PR #169, opened 2025-10-07
Document loaders integration tests

anjaliratnam-msft:
Added the integration tests for the document loader.

### DIFF
--- a/libs/azure-storage/tests/conftest.py
+++ b/libs/azure-storage/tests/conftest.py
@@ -20,6 +20,8 @@ def create_azure_blob_storage_loader(
     return _create_azure_blob_storage_loader
 
 
+# For the following expected csv document fixtures, the page content comes from
+# the tests.utils._TEST_BLOBS list.
 @pytest.fixture
 def expected_custom_csv_documents(
     account_url: str,
--- a/libs/azure-storage/tests/utils.py
+++ b/libs/azure-storage/tests/utils.py
@@ -4,6 +4,15 @@ from typing import Iterable, Iterator, Optional, Union
 from langchain_core.document_loaders import BaseLoader
 from langchain_core.documents.base import Document
 
+_TEST_BLOBS = [
+    {
+        "blob_name": "csv_file.csv",
+        "blob_content": "col1,col2\nval1,val2\nval3,val4",
+    },
+    {"blob_name": "json_file.json", "blob_content": "{'test': 'test content'}"},
+    {"blob_name": "text_file.txt", "blob_content": "test content"},
+]
+
 
 # This custom CSV loader follows the langchain_community.document_loaders.CSVLoader
 # interface. We are not directly using it to avoid adding langchain_community as a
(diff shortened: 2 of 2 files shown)


libs/azure-storage/tests/integration_tests/test_document_loaders.py
```diff
@@ -0,0 +1,145 @@
...
+
+
+@pytest.fixture(scope="session")
+def container_name() -> str:
+    return "document-loader-tests"
+
+
+@pytest.fixture(scope="session")
+def blob_service_client(account_url: str) -> BlobServiceClient:
+    return BlobServiceClient(account_url=account_url, credential=_CREDENTIAL)
```
kyleknap: We can probably declare the `DefaultAzureCredential()` here instead of at the module level since `_CREDENTIAL` is not used elsewhere.

libs/azure-storage/tests/integration_tests/test_document_loaders.py
```diff
@@ -0,0 +1,145 @@
...
+    blobs: list[dict[str, str]],
+    container_client: ContainerClient,
+) -> None:
+    for blob in blobs:
+        blob_client = container_client.get_blob_client(blob["blob_name"])
+        blob_client.upload_blob(blob["blob_content"], overwrite=True)
+
+
+@pytest.mark.parametrize(
+    "blob_names,expected_contents,prefix",
```
kyleknap: Instead of using `expected_contents` as the parameterization name, could we use `expected_blobs`? Mainly from the name of the variable, I'd expect `expected_contents` to be purely the contents of the blobs and not have additional metadata.

libs/azure-storage/tests/integration_tests/test_document_loaders.py
```diff
@@ -0,0 +1,145 @@
...
+                {
+                    "blob_name": "csv_file.csv",
+                    "blob_content": "col1,col2\nval1,val2\nval3,val4",
+                },
+                {
+                    "blob_name": "json_file.json",
+                    "blob_content": "{'test': 'test content'}",
+                },
+                {"blob_name": "text_file.txt", "blob_content": "test content"},
+            ],
```
kyleknap: I'm slightly concerned that if we update our `blobs` fixture to add a new blob that it will require us to update these test cases as well. I'm wondering if we could instead of having a `blobs` pytest fixture we just expose a utility called `get_test_blobs()` that will return all of the test blobs that we have and also allow us to filter which test blobs to return? This will allow us to use it in any parameterizations since it not a fixture and also help make these tests a bit less verbose too/more self descriptive.

libs/azure-storage/tests/utils.py
```diff
@@ -0,0 +1,79 @@
...
+    blob_names: Optional[Union[str, Iterable[str]]] = None, prefix: Optional[str] = None
+) -> list[dict[str, str]]:
+    blob_list = [
+        {
+            "blob_name": "csv_file.csv",
+            "blob_content": "col1,col2\nval1,val2\nval3,val4",
+        },
+        {"blob_name": "json_file.json", "blob_content": "{'test': 'test content'}"},
+        {"blob_name": "text_file.txt", "blob_content": "test content"},
+    ]
```
kyleknap: Let's maybe hoist this to the top of the `utils.py` file as a `_TEST_BLOBS` variable to make it really easy to find what the list of blobs are used in the test.

libs/azure-storage/tests/conftest.py
```diff
@@ -0,0 +1,54 @@
...
+
+    return _create_azure_blob_storage_loader
+
+
+@pytest.fixture
+def expected_custom_csv_documents(
+    account_url: str,
+    container_name: str,
+) -> list[Document]:
+    return [
```
kyleknap, line 30: For both of these csv fixtures, it would help to add a small comment that the csv content is sourced from the `tests.utils._TEST_BLOBS` list to make it easier to locate where these expected document contents come from. Otherwise, I think with some of the refactoring we did, it is harder to track down where the expected contents of the documents came from since they are no longer in the same file anymore.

==================================================

§ **Task**: Pull out the lines above in which the word "Union" appears.

§ **Solution to the exercise**:
@@ -4,6 +4,15 @@ from typing import Iterable, Iterator, Optional, Union
+    blob_names: Optional[Union[str, Iterable[str]]] = None, prefix: Optional[str] = None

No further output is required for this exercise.